Fran Blanche worked as an engineer for Electro-Harmonix and designed the Big Muff Pi NYC. Her company Frantone also brought us the Peach Fuzz. I made a clone of the Peach Fuzz because they were impossible to find, and if you did find one, were going for big bucks from collectors.
posted by cazoo at 8:18 AM on September 14 [2 favorites]


I always wondered what 45 RPM Record Adapters were called! We always called them "Those little plastic thingies you put in the middle of 45 RPM records and the cat loves to carry them off in his teeth so you can never find one when you want it."
posted by The Underpants Monster at 11:56 AM on September 14


Why do different countries follow a different standard for the holes in a 45rpm record?

Big Holes: USA, Canada, Japan, Germany, France, Italy, Spain, Portugal.

Small Holes: UK, Ireland, Holland, South America, South Africa, Australia, New Zealand, Norway, Sweden.

The Victor Company may be the explanation:

The 1949 RCA Victor record player only played 45s with large holes.
From the mid 1950's onwards players which could handle 45s and 33s became popular.

So it seems possible that the large holes only became standard in countries where RCA had a strong market presence. Once established the standard stuck around long after that type of player fell out of popular use.
Digging through a few Wikipedia pages, RCA acquired Victor Talking Machine Company in 1929 and at that point The Gramophone Co. in England was spun off to became EMI.

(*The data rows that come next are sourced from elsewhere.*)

PR #6025, opened 2025-03-28
Remove `restart_strategy` and `inc_popsize` to simplify `CmaEsSampler`

sawa3030:
## Motivation
Simplify the implementation of `CmaEsSampler` by removing support for restart strategies. The current implementation with `restart_strategy` will be put into OptunaHub

## Summary of Changes
- Removed support for `restart_strategy` and `inc_popsize` options in `CmaEsSampler`
- Cleaned up related logic:
  - Removed associated attributes from `_CmaEsAttrKeys`, including `popsize`, `n_restarts`, `n_restarts_with_large`, `poptype`, `small_n_eval`, and `large_n_eval`
  - Eliminated usage of `set_trial_system_attr` since state tracking is no longer needed
- Updated unit tests accordingly

PR #6068, opened 2025-05-02
Remove `CmaEsAttrKeys` and `_attr_keys` for Simplification

sawa3030:
## Motivation  
- The callable functions in `CmaEsAttrKeys` were removed in [#6025](https://github.com/optuna/optuna/pull/6025).
- This cleanup further simplifies the CMA-ES implementation.  
- ref: [#6025 (comment)](https://github.com/optuna/optuna/pull/6025#discussion_r2070100306)

## Description of the Changes  
- Removed the `CmaEsAttrKeys` class.  
- Removed the `_attr_keys` method and replaced its usage with inline logic where necessary.

### DIFF
--- a/optuna/samplers/_cmaes.py
+++ b/optuna/samplers/_cmaes.py
@@ -434,7 +434,7 @@ class CmaEsSampler(BaseSampler):
         else:
             params = optimizer.ask()
 
-        generation_attr_key = self._attr_prefix + "generation"
+        generation_attr_key = self._attr_key_generation
         study._storage.set_trial_system_attr(
             trial._trial_id, generation_attr_key, optimizer.generation
         )
@@ -443,9 +443,17 @@ class CmaEsSampler(BaseSampler):
 
         return external_values
 
+    @property
+    def _attr_key_generation(self) -> str:
+        return self._attr_prefix + "generation"
+
+    @property
+    def _attr_key_optimizer(self) -> str:
+        return self._attr_prefix + "optimizer"
+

So from 1929 onward there was a geographical split with RCA covering the USA, Canada, Germany and Japan and EMI selling to the UK, Ireland and presumably British territories.
posted by Lanark at 4:59 PM on September 14


I still love the novelty of finding a 45 with the built in 45 adaptor that hadn't been punched out yet

That leads me to the three kinds of 45 centers: knock-out, solid, and dinked (the classic big-hole).